- _Data shown_

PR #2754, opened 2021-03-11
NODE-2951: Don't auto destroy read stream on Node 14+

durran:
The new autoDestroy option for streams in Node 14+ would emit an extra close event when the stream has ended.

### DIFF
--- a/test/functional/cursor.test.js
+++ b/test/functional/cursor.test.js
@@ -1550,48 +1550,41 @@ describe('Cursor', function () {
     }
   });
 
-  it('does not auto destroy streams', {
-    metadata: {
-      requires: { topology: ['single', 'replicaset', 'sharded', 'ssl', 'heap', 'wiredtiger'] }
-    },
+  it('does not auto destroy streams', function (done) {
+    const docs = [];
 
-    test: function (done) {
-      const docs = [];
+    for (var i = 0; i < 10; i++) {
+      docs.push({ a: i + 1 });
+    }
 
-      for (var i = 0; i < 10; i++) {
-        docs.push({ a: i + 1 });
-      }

- _What you are asked to do_
The material above is to be transcribed in full, exactly as it appears.

- _Output for this exercise_
PR #2754, opened 2021-03-11
NODE-2951: Don't auto destroy read stream on Node 14+

durran:
The new autoDestroy option for streams in Node 14+ would emit an extra close event when the stream has ended.

### DIFF
--- a/test/functional/cursor.test.js
+++ b/test/functional/cursor.test.js
@@ -1550,48 +1550,41 @@ describe('Cursor', function () {
     }
   });
 
-  it('does not auto destroy streams', {
-    metadata: {
-      requires: { topology: ['single', 'replicaset', 'sharded', 'ssl', 'heap', 'wiredtiger'] }
-    },
+  it('does not auto destroy streams', function (done) {
+    const docs = [];
 
-    test: function (done) {
-      const docs = [];
+    for (var i = 0; i < 10; i++) {
+      docs.push({ a: i + 1 });
+    }
 
-      for (var i = 0; i < 10; i++) {
-        docs.push({ a: i + 1 });
-      }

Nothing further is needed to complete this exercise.